Em 1500, todos acreditavam que a Terra era o centro do Cosmo e que o
Sol, a Lua e os planetas giravam à sua volta. Em 1510, Copérnico
escreveu um pequeno tratado propondo algo inteiramente diferente: o Sol
era o centro e a Terra girava à sua volta, tal como todos os planetas.
Ele resolveu testar a recepção da ideia distribuindo o trabalho para
alguns intelectuais e membros do clero. Ao contrário do que muitos
pensam, a Igreja Católica não tinha ainda uma posição oficial contra o
sistema heliocêntrico (o Sol no centro).
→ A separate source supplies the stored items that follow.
Issue #1429, opened 2021-02-18
Gather resources in <workspace>/bin fails


markusdregi:
**Describe the bug**
When setting up the SPE1 example I wanted to gather all the scripts in `<workspace>/steps/bin` or something similar. However this fails with

```
(env) glados:polynomial mfane$ rm -rf .ert; ert3 init; ert3 run evaluation
An exception occurred while starting the ensemble evaluation
Traceback (most recent call last):
  File "/Users/mfane/Development/ert/ert_shared/ensemble_evaluator/prefect_ensemble/prefect_ensemble.py", line 288, in _evaluate
    self.run_flow(ee_id, dispatch_url, input_files)
  File "/Users/mfane/Development/ert/ert_shared/ensemble_evaluator/prefect_ensemble/prefect_ensemble.py", line 318, in run_flow
    flow = self.get_flow(ee_id, dispatch_url, input_files, realization_range)
  File "/Users/mfane/Development/ert/ert_shared/ensemble_evaluator/prefect_ensemble/prefect_ensemble.py", line 226, in get_flow
    + self.store_resources(step["resources"]),
  File "/Users/mfane/Development/ert/ert_shared/ensemble_evaluator/prefect_ensemble/prefect_ensemble.py", line 326, in store_resources
    stored_resources = [storage.store(res) for res in resources]
  File "/Users/mfane/Development/ert/ert_shared/ensemble_evaluator/prefect_ensemble/prefect_ensemble.py", line 326, in <listcomp>
    stored_resources = [storage.store(res) for res in resources]
  File "/Users/mfane/Development/ert/ert_shared/ensemble_evaluator/prefect_ensemble/storage_driver.py", line 27, in store
    shutil.copyfile(self._run_path / local_name, storage_uri)
  File "/usr/local/opt/python@3.7/Frameworks/Python.framework/Versions/3.7/lib/python3.7/shutil.py", line 121, in copyfile
    with open(dst, 'wb') as fdst:
FileNotFoundError: [Errno 2] No such file or directory: '/Users/mfane/Development/ert/examples/polynomial/.ert/tmp/evaluation/.my_storage/global/bin/poly.py'
Task exception was never retrieved
```

**To Reproduce**
1. `pip install ert`
2. `cd examples/polynomial; mkdir bin; mv poly.py bin/`
3. Replace `poly.py` with `bin/poly.py` in `stages.yml`
4. `ert3 init; ert3 run evaluation`

**Expected behavior**
[...]

PR #2703, opened 2022-01-12
Snake ert3

### LINKED ISSUE #2676: Port snake_oil to ert3
Port the snake_oil ert example to ert3.

berland:
**Issue**
Resolves #2676 

**Approach**
Mimic spe1 and polynomial ert3 examples.

## Pre review checklist


ert/data/record/_transmitter.py
```diff
@@ -192,6 +192,7 @@ async def transmit_record(self, record: Record) -> None:
         elif isinstance(record, BlobRecord):
             uri = await self._transmit_blob_record(record)
         elif isinstance(record, (NumericalRecordTree, BlobRecordTree)):
+            print(type(self))
```
berland, line 195: rm

ert3_examples/snake_oil/stages.yml
```diff
@@ -0,0 +1,55 @@
...
+
+  output:
+    -
+      record: summary
+      location: SNAKE_OIL_FIELD.SMSPEC
+      smry_keys: ["FOPT", "FOPR"]
+
+  transportable_commands:
+    - name: render
+      # These must be in root directory of ert workspace
```
markusdregi, line 45: This is documented here: https://github.com/equinor/ert/issues/1429

markusdregi:
I do indeed see the value of including the snake oil case as a light weight workspace example emulating a reservoar simulator! Hence, I think this is great 👏🏻 

A discussion I think is worth having is whether we should continue the ERT3 example with links into the ERT2 test example or just copy the data once and then let them diverge if it happens. I'm not entirely sure what the upside is of keeping them in sync. The negative part is that it does indeed make the example a bit harder to navigate...

berland:
Reverted the mime-types in ensemble.yml, following closing of #2722

ert3_examples/snake_oil/stages.yml
```diff
@@ -0,0 +1,55 @@
...
+      location: op2_offset.json
+    - record: bpr_555_persistence
+      location: bpr_555_persistence.json
+    - record: bpr_138_persistence
+      location: bpr_138_persistence.json
+
+    -
+      # Fixed seed file, templating does not work
+      record: seedtxt
+      is_directory: true  # Also works for files
```
berland, line 29: Do a double check to verify that this is really needed.

berland:
> A discussion I think is worth having is whether we should continue the ERT3 example with links into the ERT2 test example or just copy the data once and then let them diverge if it happens. I'm not entirely sure what the upside is of keeping them in sync. The negative part is that it does indeed make the example a bit harder to navigate...

I will copy the snaky simulator and tune it for the ERT3 application (e.g. remove time_map functionality)

ert3_examples/snake_oil/stages.yml
berland: Not needed in this particular case. To be removed.

.github/workflows/run_examples_snake_oil.yml
```diff
@@ -0,0 +1,69 @@
...
+ pull_request:
+
+jobs:
+  run-ert3-snakeoil:
+    timeout-minutes: 20
+    services:
+      postgres:
+        image: postgres:10.8
+        env:
+          POSTGRES_USER: postgres
```
xjules, line 17: Why do we need these env variables?

ert3_examples/polynomial/experiments/evaluation/ensemble.yml
```diff
@@ -4,6 +4,7 @@ input:
   -
     source: stochastic.coefficients
     record: coefficients
+    mime: application/json
```
xjules, line 7: ?

ert3_examples/snake_oil/README
```diff
@@ -0,0 +1,22 @@
+Introduction
+============
+
+Snake oil is a synthetic reservoir simulator, that creates
```
xjules, line 4: You can remove the comma.

ert3_examples/snake_oil/run_demo
```diff
@@ -0,0 +1,36 @@
...
+ert3 run evaluation
+ert3 export evaluation
+# Assert that we have FOPT in the output
+grep FOPT experiments/evaluation/data.json >/dev/null
+
+
+# DOE (design of experiment)
+design2params 0 resources/designmatrix.xlsx designsheet defaults  # [semeio]
+python designmatrixtxt2json.py  # [hack]
+ert3 record load BPR_138_PERSISTENCE resources/designed_bpr_138_persistence.json
```
xjules, line 19: I think we should provide Transformation that loads either multiple `NumericalRecord` / files (matching a certain filer eg. designed_*) or a single file with multiple records within into a single `RecordTree`...

.github/workflows/run_examples_snake_oil.yml
berland: This is a copy from the analogue polynomial github action setup. But running snake_oil also through postgres is probably not necessary, so it can be skipped for snake_oil.

ert3_examples/polynomial/experiments/evaluation/ensemble.yml
berland: Hmm, this should not have gotten in there.

ert3_examples/snake_oil/run_demo
```diff
@@ -0,0 +1,36 @@
...
+ert3 record load OP1_OCTAVES resources/designed_op1_octaves.json
+ert3 record load OP1_OFFSET resources/designed_op1_offset.json
+ert3 record load OP1_PERSISTENCE resources/designed_op1_persistence.json
+ert3 record load OP2_DIVERGENCE_SCALE resources/designed_op2_divergence_scale.json
+ert3 record load OP2_OCTAVES resources/designed_op2_octaves.json
+ert3 record load OP2_OFFSET resources/designed_op2_offset.json
+ert3 record load OP2_PERSISTENCE resources/designed_op2_persistence.json
+ert3 run doe
+ert3 export doe
+grep FOPT experiments/doe/data.json >/dev/null
```
xjules, line 31: I would then include test for FOPR too...

ert3_examples/snake_oil/run_demo
```diff
@@ -0,0 +1,36 @@
...
+
+# Let ERT draw and run a stochastic ensemble:
+ert3 run evaluation
+ert3 export evaluation
+# Assert that we have FOPT in the output
+grep FOPT experiments/evaluation/data.json >/dev/null
+
+
+# DOE (design of experiment)
+design2params 0 resources/designmatrix.xlsx designsheet defaults  # [semeio]
```
xjules, line 17: ok, so this actually handles the `xlrd` issue. Just confirming that it needs to be there :)

berland: Necessary for producing the json files yes :)

ert3_examples/snake_oil/run_demo
berland: Fixed.

ert3_examples/snake_oil/run_demo
berland: Agree, but it is a bigger scope than this PR.

xjules (approved):
Very good job Haavard! :rocket:

PR #2704, opened 2022-01-12
add poly_template and a test that might do something

mortalisk:


tests/performace_tests/performace_utils.py
```diff
@@ -0,0 +1,178 @@
+import numpy
```
berland, line 1: Directory and filename typo: performace -> performance

tests/performace_tests/test_poly_example_performace.py
```diff
@@ -0,0 +1,204 @@
+import os
+
+import json
+import pytest
+
+from performace_utils import make_poly_template, dark_storage_app
```
berland, line 6: ditto typo performace

mortalisk:
[poly.tar.gz](https://github.com/equinor/ert/files/8131904/poly.tar.gz)

Here is the folder with the project the test was running at the time, with log files, and storage, etc.

mortalisk:
Closing since I made a new PR in #3051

Quem se manifestou contra
Copérnico foi Martinho Lutero: "Há aí um astrônomo que diz que a Terra
gira em torno dos céus. O tolo acha que vivemos num carrossel". Fora
isso, nada de muito dramático ocorreu com Copérnico e seu tratado.
Apesar de sua fama crescente como excelente astrônomo, Copérnico só foi
publicar sua grande obra, o resumo do trabalho de toda a sua vida, em
1543.
Alguns afirmam que ele temia os outros astrônomos, pois sabia que seus
dados não eram dos melhores: construiu seu sistema usando medidas
astronômicas tiradas por Ptolomeu em 150 d.C. e por astrônomos árabes
durante a Idade Média -Copérnico era mais um arquiteto do que um
observador.
Talvez se preocupasse também com os luteranos, que avançavam em seu
domínio na Europa Central. Mas quando, devido à insistência de seu único
pupilo, Rheticus, ele termina o tratado, Copérnico o dedica ao papa!
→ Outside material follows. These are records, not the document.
PR #2706, opened 2022-01-12
Pretty print json for human readable files

### LINKED ISSUE #318: Prettyprint status.json (whitespace)
I suggest pretty-printing the dumped `status.json` with whitespace, similar to how `jobs.json` is dumped.  
```
 $ wc status.json jobs.json 
    0   717  7852 status.json
 1288  3764 43923 jobs.json
```

berland:
**Issue**
Resolves #318 once more..

**Approach**
Add `indent=4` to occurences of `json.dump()` whenever it writes to a file that a human might read.

~~There are some occurences of `indent=1` already in the code base, not sure if consistency with that is important, or if we should try to be consistent with how `black` would format the same dictionaries in source code~~

Changed existing `indent=1` into `indent=4`.

Considered to add `sort_keys=True` also, but skipped it, might confuse.

Occurences of `json.dump()` in tests are not touched.

## Pre review checklist

### DIFF
--- a/ert/serialization/_serializer.py
+++ b/ert/serialization/_serializer.py
@@ -33,6 +33,7 @@ class _json_serializer(Serializer):
     def encode(
         self, obj: Any, *args: Any, indent: Optional[int] = 4, **kwargs: Any
     ) -> str:
+        # pylint: disable=arguments-differ
         return json.dumps(obj, *args, indent=indent, **kwargs)
 
     def decode(self, series: str, *args: Any, **kwargs: Any) -> Any:
--- a/ert/serialization/_serializer.py
+++ b/ert/serialization/_serializer.py
@@ -1,7 +1,7 @@
 import json
 from abc import ABC, abstractmethod
 from pathlib import Path
-from typing import Any, Union
+from typing import Any, Optional, Union
 
 import aiofiles
 import yaml
@@ -30,10 +30,10 @@ class Serializer(ABC):
 
 
 class _json_serializer(Serializer):
-    def encode(self, obj: Any, *args: Any, **kwargs: Any) -> str:
-        if "indent" not in kwargs:
-            kwargs["indent"] = 4
-        return json.dumps(obj, *args, **kwargs)
+    def encode(
+        self, obj: Any, *args: Any, indent: Optional[int] = 4, **kwargs: Any
+    ) -> str:
+        return json.dumps(obj, *args, indent=indent, **kwargs)
 
     def decode(self, series: str, *args: Any, **kwargs: Any) -> Any:
         return json.loads(series, *args, **kwargs)
--- a/ert/serialization/_serializer.py
+++ b/ert/serialization/_serializer.py
@@ -31,6 +31,8 @@ class Serializer(ABC):
 
 class _json_serializer(Serializer):
     def encode(self, obj: Any, *args: Any, **kwargs: Any) -> str:
+        if "indent" not in kwargs:
+            kwargs["indent"] = 4
         return json.dumps(obj, *args, **kwargs)
 
     def decode(self, series: str, *args: Any, **kwargs: Any) -> Any:
@@ -40,7 +42,7 @@ class _json_serializer(Serializer):
         self, obj: Any, path: Union[str, Path], *args: Any, **kwargs: Any
     ) -> None:
         async with aiofiles.open(path, mode="wt", encoding="utf-8") as filehandle:
-            await filehandle.write(json.dumps(obj))
+            await filehandle.write(json.dumps(obj, indent=4))
 
     async def decode_from_path(
         self, path: Union[str, Path], *args: Any, **kwargs: Any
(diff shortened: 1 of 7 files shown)


markusdregi:
> There are some occurences of indent=1 already in the code base, not sure if consistency with that
is important

I would say that is not important and that you should feel free to bump those to `4` as well in this PR...

job_runner/reporting/file.py
```diff
@@ -198,4 +198,4 @@ def _dump_ok_file(self):
 
     def _dump_status_json(self):
         with open(self.STATUS_json, "w") as fp:
-            json.dump(self.status_dict, fp, indent=1)
+            json.dump(self.status_dict, fp, indent=4)
```
jondequinor, line 201: There's a home made JSON parser somewhere. Just make sure that this file either is not read by that parser, or if it does, that the parser can deal with this indentation. 😅

markusdregi: I was hoping for the test to detect that 😁

berland: 🙏🏻

markusdregi: I'm not even sure the C-layer reads this file anymore... 🤔 It definitively checks whether it exists (and removes it upon starting a forward model) to deduce running state, but I'm not sure it actually loads the file. It appears that this is all done in the Python layer... If so, there is no worries related to parsing it :)

ert/serialization/_serializer.py
```diff
@@ -31,6 +31,8 @@ async def decode_from_path(
 
 class _json_serializer(Serializer):
     def encode(self, obj: Any, *args: Any, **kwargs: Any) -> str:
+        if "indent" not in kwargs:
```
markusdregi, line 34: Is it possible to move this into the function declaration as an optional argument and then afterwards passed explicitly to `dumps`. It should yield the same behaviour and maybe look a bit less wacky :)

tests/ert_tests/ert3/data/test_serializer.py
```diff
@@ -16,14 +13,16 @@
...
     assert json_serializer.decode(obj_json) == obj
 
     # Test that keyword arguments are passed through
     assert json_serializer.decode(json_serializer.encode(obj, indent=True)) == obj
-    assert json_serializer.encode(obj, separators=(",", ":")) == obj_json.replace(
-        " ", ""
-    )
+
+    # Most compact json serialization:
+    assert json_serializer.encode(
```
markusdregi, line 23: An alternative method here would be to just drop all whitespaces both from `obj_json` and the result of `json_serializer`. It might be easier to read in the future and it removes the need to ever toggle `indent`.

ert/serialization/_serializer.py
berland: Yes, that worked! Looks better now.

tests/ert_tests/ert3/data/test_serializer.py
berland: I am not sure I got your question? There are multiple ways to reach a compact json serialization, one way is through the options to `encode()`. This test is basically testing that `separators` is passed on while we are overriding `indent`.

ert/serialization/_serializer.py
berland: Nope, `pylint` complained:
```
************* Module ert.serialization._serializer
ert/serialization/_serializer.py:33:4: W0221: Number of parameters was 4 in 'Serializer.encode' and is now 5 in overridden '_json_serializer.encode' method (arguments-differ)

```

So either go wacky, add pyllint exception, or add `indent` as a argument to all `encode()` implementations.

jondequinor:
An argument against this, is that raw JSON will use more space (a lot of ` ` and `\n`). Some of these indented JSON files will surely be large, and they will touch "hot" cloud storage, which is expensive.

Wouldn't `cat some.json|jsonpp` take care of the human readable part of this PR?

berland:
That is correct. `jq . < somefile.json | less` works on-prem, but is not as user-friendly as `less somefile.json`. The extra whitespace shuffled around might be acceptable until ert3 is mature enough for few users needing to debug in the terminal. 

Avoiding whitespace for speed reasons is possibly premature optimization.

jondequinor:
> That is correct. `jq . < somefile.json | less` works on-prem, but is not as user-friendly as `less somefile.json`. The extra whitespace shuffled around might be acceptable until ert3 is mature enough for few users needing to debug in the terminal.
> 

Fair enough.

> Avoiding whitespace for speed reasons is possibly premature optimization.

Well, we were avoiding whitespace _before_ this PR, but I get your point.

berland:
Setting `indent=1` as default may be a compromise though. `indent=4` does not improve readability by much compared to 1.

jondequinor:
No, the debugging argument is good, and 4 spaces is the sweet spot.

tests/ert_tests/ert3/data/test_serializer.py
markusdregi: Sorry for the late reply. I retract my point :)

markusdregi (approved):
There are good arguments both ways, but this is also easy to change at any point based on new data. I suggest we merge this as is now :)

Certamente não era a Igreja que ele temia.
Na época, publicar um livro significava passar um tempo junto com o
editor, acertando todos os detalhes. Como era já bem velho, Copérnico
manda Rheticus para Nuremberg de modo a tomar conta disso.
Só que o rapaz era homossexual e acabou sendo expulso da cidade. Na
pressa, deixou o manuscrito aos cuidados de Andreas Osiander, um teólogo
luterano conservador.
Péssima escolha. Osiander, representando o pensamento de sua igreja,
acrescenta um prefácio anônimo ao livro, dizendo que o sistema ali
proposto era apenas um modelo matemático que ajudava no cálculo das
posições planetárias, nada dizendo sobre o real arranjo dos céus, que
permanecia geocêntrico.
Nesse meio tempo, Copérnico sofre um derrame e só recebe as provas do
livro na cama. Segundo os relatos, ao ler o prefácio, compreendendo a
dimensão da traição de Osiander, Copérnico morre no mesmo dia. Apenas em
1609 é que Kepler desmascara a traição, argumentando que Copérnico
jamais teria escrito tal coisa. Copérnico morreu traído, mas é
imortalmente celebrado como um dos heróis da história do pensamento.